### TASK GOAL
Gather, from the data below, each line in which the word "first" occurs.

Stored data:

PR #3038, opened 2021-09-27
Remove parallel non gets

tadgh:
* When processing in batch, remove the capability for batch mutating operations to operate in parallel. 
* add test 
* This is a backport from nih-testing.

### DIFF
--- a/hapi-fhir-jpaserver-base/src/test/java/ca/uhn/fhir/jpa/provider/r4/ResourceProviderR4BundleTest.java
+++ b/hapi-fhir-jpaserver-base/src/test/java/ca/uhn/fhir/jpa/provider/r4/ResourceProviderR4BundleTest.java
@@ -118,10 +118,8 @@ public class ResourceProviderR4BundleTest extends BaseResourceProviderR4Test {
 
 	@Test
 	public void testHighConcurrencyWorks() throws IOException, InterruptedException {
-		myDaoConfig.setBundleBatchPoolSize(20);
-		myDaoConfig.setBundleBatchMaxPoolSize(100);
 		List<Bundle> bundles = new ArrayList<>();
-		for (int i =0 ; i < 20; i ++) {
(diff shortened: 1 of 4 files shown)


jmarchionatto (approved):

hapi-fhir-jpaserver-base/src/test/java/ca/uhn/fhir/jpa/provider/r4/ResourceProviderR4BundleTest.java
```diff
@@ -110,6 +116,24 @@ public void testBundleBatch() {
 
 	}
 
+	@Test
+	public void testHighConcurrencyWorks() throws IOException, InterruptedException {
+		myDaoConfig.setBundleBatchPoolSize(20);
```
jamesagnew, line 121: Wouldn't you want to set the batch pool and max batch pool sizes to something smaller than the number of entries in the batch in order to test this? (e.g. set max to 10 since there are 20 entries). Edit: I realize now that you are sending the bundle multiple times in parallel below, so the 20 max is probably good.. but:

Actually, thinking about this more.. Don't these values only get read on startup? Meaning setting them here wouldn't actually have any effect. IMO you'd be safe to just set them to something smaller (e.g. 10) globally for the tests via the appctx. Maybe just assert that they're set to that small number in this test to prevent someone from changing it later

jamesagnew (approved):

tadgh:
Actually since the executor is lazy loaded they're checked on first
execution

jamesagnew:
@tadgh but in a full run of all of the tests, you aren't guaranteed that this method is the first time a batch will be executed..

tadgh:
> @tadgh but in a full run of all of the tests, you aren't guaranteed that this m

Ahh you're right. I was assuming that this test suite would be running its own spring context, but that isn't necessarily true eh. good point. Workin on it now.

### RESPONSE
Actually since the executor is lazy loaded they're checked on first
@tadgh but in a full run of all of the tests, you aren't guaranteed that this method is the first time a batch will be executed..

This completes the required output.